→ **Exercise prompt**:
Each record that follows should be transcribed word for word.

→ **Provided data**:
PR #1943, opened 2016-10-18
simplify _slice

davidchambers:
I'd like to go a step further and use `Array.prototype.slice` directly at each call site. If that change would be accepted I'll close this pull request and open another.


CrossEye:
> I'd like to go a step further and use `Array.prototype.slice` directly at each call site. If that change would be accepted I'll close this pull request and open another.

:herb:

Issue #1920, opened 2016-09-28
leaking arguments object causes deopts


jaawerth:
I noticed Ramda methods like `curry`, as well as [many others throughout the codebase](https://github.com/ramda/ramda/search?utf8=%E2%9C%93&q=_slice%28arguments%29&type=Code) are passing the `arguments` object into functions (mostly `_slice` ~~or `Function#apply`~~ [_not apply - see comments_] quite frequently, including heavily-used internal utilities. In modern JS engines, and v8 in particular, this is a known [optimization killer](https://github.com/petkaantonov/bluebird/wiki/Optimization-killers#32-leaking-arguments).
## More background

→ **Output**:
PR #1943, opened 2016-10-18
simplify _slice

davidchambers:
I'd like to go a step further and use `Array.prototype.slice` directly at each call site. If that change would be accepted I'll close this pull request and open another.


CrossEye:
> I'd like to go a step further and use `Array.prototype.slice` directly at each call site. If that change would be accepted I'll close this pull request and open another.

:herb:

Issue #1920, opened 2016-09-28
leaking arguments object causes deopts


jaawerth:
I noticed Ramda methods like `curry`, as well as [many others throughout the codebase](https://github.com/ramda/ramda/search?utf8=%E2%9C%93&q=_slice%28arguments%29&type=Code) are passing the `arguments` object into functions (mostly `_slice` ~~or `Function#apply`~~ [_not apply - see comments_] quite frequently, including heavily-used internal utilities. In modern JS engines, and v8 in particular, this is a known [optimization killer](https://github.com/petkaantonov/bluebird/wiki/Optimization-killers#32-leaking-arguments).
## More background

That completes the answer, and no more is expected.